• _EXERCISE PROMPT_
Among the entries below, find every line that contains the string "NVIDIA", then copy it.

[Stored data entries]
PR #866, opened 2019-08-13
make the buffer count part of the model spec for TpuDualNet

tommadams:
So we can tune the buffering without having to recompile.


cc/dual_net/tpu_dual_net.h
```diff
@@ -34,7 +34,7 @@ class TpuDualNet : public DualNet {
   // tpu_name: The gRPC address of the VM's TPU, e.g. "grpc://10.240.2.10:8470".
   // graph_path: A frozen GraphDef proto suitable for running on TPU, e.g.
   //             generated by freeze_graph.py --use_tpu
```
amj: need to add buffer_count_

PR #868, opened 2019-08-14
reduce the size of the nlohmann json library download

tommadams:
The old zip we were downloading was 114MB, which is crazy.
Just download the `json.hpp` that we need.


tommadams:
Oof. I need to update the base image because I changed `WORKSPACE`.

PR #869, opened 2019-08-15
Improved performance instrumentation

tommadams:
- Add [WTF](https://google.github.io/tracing-framework/) tracing.
- Report approximate per-inference time spent in both `BatchingDualNet::RunMany` and TensorFlow's `Session::Run` instead of the old "Milliseconds per 100 inferences", which didn't take into account the number of parallel games.

Since this changes `WORKSPACE`, I'm going to have to rebuild the `cc-base` image again.


cc/dual_net/batching_dual_net.cc
```diff
@@ -17,15 +17,19 @@
...
 namespace minigo {
 
 namespace internal {
 
 ModelBatcher::ModelBatcher(std::unique_ptr<DualNet> model_impl,
-                           size_t buffering)
-    : model_impl_(std::move(model_impl)), buffering_(buffering) {}
+                           size_t buffer_count)
+    : model_impl_(std::move(model_impl)),
+      buffer_count_(buffer_count),
```
sethtroisi: Can you add a note about what buffer_count is used for (and how reasonable values are 0-4?)

tommadams: added a comment to the header

PR #874, opened 2019-08-23
Adds a new Model API

tommadams:
This PR replaces `DualNet` as the API of choice with `Model`. 

`Model::RunMany` differs from `DualNet::RunMany` in that it takes arrays of `Model::Input`s instead of `DualNet::BoardFeatures`, where a `Model::Input` consists of the stones on the board and whose turn it is. The subclass is then responsible for applying symmetries & converting the `Model::Input` into its own preferred set of features. This has a few advantages:

- Simplifies the calling code (it no longer has to worry about symmetries).
- Gives subclasses more implementation freedom. For example:
  - We can now have `LiteDualNet` generate `uint8` input features directly instead of taking `float` features and converting them. I haven't done that in this PR because it's already got way out of hand.
  - Potentially apply symmetries in-place while generating them from the board positions, thus avoiding a copy.
- We don't have DualNet everywhere in the code when we add a third output for the predicted ownership :P

Other things:

`DualNet` is now a subclass of `Model` and takes care of conversion from input board positions to features.

I rewrote how model buffering worked. Previously, `TfDualNet` and `TpuDualNet` both managed their own threads of workers. Now, if buffering is required, the model factory just creates multiple instances and wraps them in a `BufferedModel` which is very simple. This is a lot cleaner and means that `Model` implementations now no longer have to be thread-safe.


brilee:
Wait, you're not going to call it TripleNet?

tommadams:
Oh, I also deleted `TrtDualNet` because it's no longer necessary and I was sick of working on this PR.

It was a port from NVIDIA's MLPerf 0.6 implementation and only differed from `TfDualNet` in that it didn't perform double buffering. This can now be achieved by changing `TfDualNetFactory` to return a single `TfDualNet` instance instead of two per GPU, which is left as an exercise for the reader.

Instead of double buffering their `DualNet` for MLPerf, NVIDIA instead opted to run two selfplay processes per GPU.

PR #882, opened 2019-09-03
Symmetry-aware inference cache

tommadams:
This PR makes the inference cache symmetry-aware:
 - inference output is merged into the cache, tagged with the symmetry used for that inference.
 - inference output for different symmetries of the same position are averaged together, giving a more accurate result for a cache hit.
 - when querying the cache for an inference output, the desired symmetry for the position must have already been merged into the cache for it to return a hit.


cc/selfplay.cc
```diff
@@ -135,6 +136,12 @@ DEFINE_int32(parallel_games, 32, "Number of games to play in parallel.");
 DEFINE_int32(num_games, 0,
              "Total number of games to play. Defaults to parallel_games. "
              "Only one of num_games and run_forever must be set.");
+DEFINE_int32(cache_size_mb, 0, "Size of the inference cache in MB.");
```
amj: if the cache is only on selfplay, it will be hard to ensure that this isn't affecting the playing strength.  Should this flag be moved into the mcts_player?

tommadams: I'm trying to keep flags out of the library build targets. This leads to some copy-paste in the selfplay & eval binaries but it's worth it IMO: https://abseil.io/tips/45

Also, we need to share the inference cache between player instances, so it needs to be created at the top level.

tommadams:
> LGTM. I'll run some vs mode tests to see if this is a strength gain. out of curiosity, have you measured the speed improvement vs. no cache vs. regular cache? Even a SWAG would be nice.

Profiling multiple parallel games is problematic because the execution times are so noisy so I timed playing a single 9x9 game with and without cache, which gave reliable timings. When using the same random seed, the game plays the same for the first ~20 moves before diverging because of the effect of the cache merging symmetric inferences.

Without cache:
  game length: 110 moves
  execution time: 33.5239 seconds
  moves/second: 3.281

With cache (30.228% hit rate):
  game length: 83
  execution time: 19.5835
  moves/second: 4.239

The cache has a 30% hit rate and plays moves 1.29x faster

PR #883, opened 2019-09-09
basic tensorboard launcher script

amj:
should make life easier.


tommadams:
It's funny we both wrote the same thing at the same time :)
Mine's in PR #885 and supports GCS. Your code's cleaner though. Which one do you want to go with boss?

amj:
well it was such a bite-sized task, i felt i could manage it... let's use your version though, as the GCS functionality is too good.

PR #889, opened 2019-09-19
Add UndoMove support

tommadams:
For use by a ladder detector.


tommadams:
Nope. It's the callers responsibility to handle that kind of thing, because `PlayMove` takes a `ZobristHistory` object rather than the position owning all that state. In practice (for now at least) this code is only going to be used for ladder features and I don't think we're going to bother performing triple-ko hash checks for those.

amj:
LGTM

• _FINISHED EXERCISE_
It was a port from NVIDIA's MLPerf 0.6 implementation and only differed from `TfDualNet` in that it didn't perform double buffering. This can now be achieved by changing `TfDualNetFactory` to return a single `TfDualNet` instance instead of two per GPU, which is left as an exercise for the reader.
Instead of double buffering their `DualNet` for MLPerf, NVIDIA instead opted to run two selfplay processes per GPU.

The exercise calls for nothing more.